“要不要再堆一次雪人?”他唇角勾起,轻哄,“堆个更漂亮的。”
……
当闻茜被商陌困在怀里时才惊觉自己做了件多么大胆的事,还有两天就是婚礼,大家都在忙着为婚礼做准备,他们倒好,跑郊外婚房这来堆雪人了。
说是堆雪人,可根本没堆。
见面后他把她困在怀里亲了个天翻地覆。
她无处可躲,只能受着,还时不时发出非常羞耻的声音。
幸亏这里是独栋,幸亏周围没有人,不然给人听到她真是不能活了。
还有商陌也是,三十多岁的老男人折腾起来花样一套一套的,每次都让她招架不住,又禁不住沉醉其中。
闻茜有种被他拆了又被重组上的感觉。
哪哪都没力气,但却又异常的舒爽。
总之就是很累,可累的同时又感觉很满足,就像世界被填充满了颜色。
她在色彩斑斓中迷失了自我。
等一切归于平静后,她依偎在男人怀里,指尖猛戳他胸口,“这就是你讲的一起堆雪人?嗯?”

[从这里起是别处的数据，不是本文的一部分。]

PR #7960, opened 2022-03-08
Strip out spaces in VB settings class/member .settings properties

adamint:
Fixes https://devdiv.visualstudio.com/DevDiv/_workitems/edit/1289213/ by replacing spaces in the namespace/class name of the VB settings file with underscores.

Test as follows:
- Create new WPF VB project
- Create new folder (My Project)
- Create new settings file (Settings.settings)
- Click show all files 
- Observe no errors in the generated Settings VB file

###### Microsoft Reviewers: [Open in CodeFlow](https://portal.fabricbot.ms/api/codeflow?pullrequest=https://github.com/dotnet/project-system/pull/7960)

### DIFF
--- a/src/Microsoft.VisualStudio.Editors/SettingsDesigner/SettingsSingleFileGeneratorBase.vb
+++ b/src/Microsoft.VisualStudio.Editors/SettingsDesigner/SettingsSingleFileGeneratorBase.vb
@@ -8,6 +8,7 @@ Imports System.Reflection
 Imports System.Runtime.InteropServices
 
 Imports Microsoft.VisualStudio.Designer.Interfaces
+Imports Microsoft.VisualStudio.Editors.DesignerFramework
 Imports Microsoft.VisualStudio.Editors.Interop
 Imports Microsoft.VisualStudio.OLE.Interop
 Imports Microsoft.VisualStudio.Shell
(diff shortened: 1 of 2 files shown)


adamint:
I have removed the class name escaping, as it leads to a mismatch between the name of the file and the name of the class.

src/Microsoft.VisualStudio.Editors/SettingsDesigner/SettingsSingleFileGeneratorBase.vb
```diff
@@ -171,7 +170,7 @@ Namespace Microsoft.VisualStudio.Editors.SettingsDesigner
                     ' If this is the "default" settings file, we add the "My" module as well...
                     '
                     If shouldGenerateMyStuff Then
-                        AddMyModule(CompileUnit, projectRootNamespace, wszDefaultNamespace)
+                        AddMyModule(CompileUnit, projectRootNamespace, wszDefaultNamespace.Replace(" ", "_"))
```
tmeschter, line 173: I believe there are other places in Microsoft.VisualStudio.Editors and/or Microsoft.VisualStudio.AppDesigner where we need to munge a file name into a valid VB or C# identifier. It's probably worth spending a few minutes looking around to see how that is done, and whether it can be re-used here. If so, that would take care of other potentially problematic characters beyond the space.

That being said, I don't want the perfect to be the enemy of the good, so don't spend too long on that.

tmeschter (approved):

src/Microsoft.VisualStudio.Editors/SettingsDesigner/SettingsSingleFileGeneratorBase.vb
adamint: It turns out there are already existing methods to generate valid identifiers. These are reused now for both class and namespace

MiYanni (approved):

drewnoakes (approved):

在商陌眼里,闻茜发脾气都是可爱的,他握住她纤细的手,递到唇边亲了亲,笑得有些孟浪。
“刚刚不就是在堆吗。”
他睨了眼地上的东西,挑眉,“你看,不是堆起来了。”
闻茜顺着他的眼神看过去,脸腾的红起来,羞赧说:“流氓。”
趁商陌不注意,她又悄悄看了眼,目测四个。
闻茜倒抽一口气,他还真行。
商陌不知道温馨心中所想,知道的话大概会当场表演,其实他更行。